My bare hand holding him,

on dark corners, his night beauty spilling

rubies from his veins and repairing contracts torn

and tossed from my table.

I Crack Head

In September of ninety-seven

cocaine cut me a loose coke said, “go take you

a bath.” And then laughed at me as I dragged my evil body

up from below the tilted bridge. I was not more than naked really. All that was left

was the smell of blood on me, like a left-out package of ground beef grey

surrounded by swimming eggs and more pregnant flies.

Vote No on Prop 8

You and I are fucking

but we are not fertilizing eggs still

I wait at frosted windows during snowstorms

and warm up pot roasts (with my faggot ass)

that tasted better at six-fifteen when you should

have walked through the door and stomped grey slush

from your foots and said It’s cold out there

while touching my mouth with your lips do you see how cold my mouth is

our faces are frozen together.

Stay at home Mom

She discovered lies, an asp wrapped around her marriage.

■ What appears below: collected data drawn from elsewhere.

PR #1638, opened 2016-10-10
Add option for PieChart to disable/enable highlight by tapping inside hole.

sdkdimon:


samova:
Hi,sdkdimon.
Would you like to tell me how to add a tap event of the hole?
I want to show a list detail data by tapping the hole.
Thank you in advance.

PR #1711, opened 2016-10-25
fix #1691 drawTransparentCircleHole bug

### LINKED ISSUE #1691: Setting circleHoleColor to clear causes artifact
If you set the circle hole colour to be `[UIColor clearColor]` then the circle is drawn with an artifact as shown. 
screen shot 2016-10-20 at 20 28 39

liuxuan30:
fix #1691
1. `M_PI_2` is Pi / 2, not Pi \* 2
   
   > public var M_PI_2: Double { get } /\* pi/2           */
2. `clockwise` in `UIKit` and `CoreGraphics` is flipped(compared to UIBezierPath), though 0 to M_PI \* 2 does not get affected by clockwise.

She stole an internet love look.

She met two black strangers in a desolate parking lot.

She fucked them both, hidden behind rusted leaves.

She came home, woke her husband’s left-alone flaxen baby girl.

(the infant had slid out of her seven months ago like a green turd)

She fed the brat’s sniveling pink mouth with milk from her soiled sticky breast.

She drew gravel from her nostrils and spat on the boiling beef stew prepared for her spouse.

She served his 6 o’clock meal and slippers dressed in a crisp Donna Reed apron and smiled him a kiss.

The Crack Head

We ran low.

While smoking over Murt’s house

so we sent him out for more but he was cut down

By five pieces of lead spinning quickly I stepped over

his staring eye after blood running down the street to trap

the fleeing gunman to beg him please sell me two more.

The Ghetto

Maria saved her own and her three beige children’s

yellow project piss in large Hellmann’s jars,

and threw it out of her neat third floor apartment window

at the crack head bitches she heard

loudly sucking dick at all hours of the night.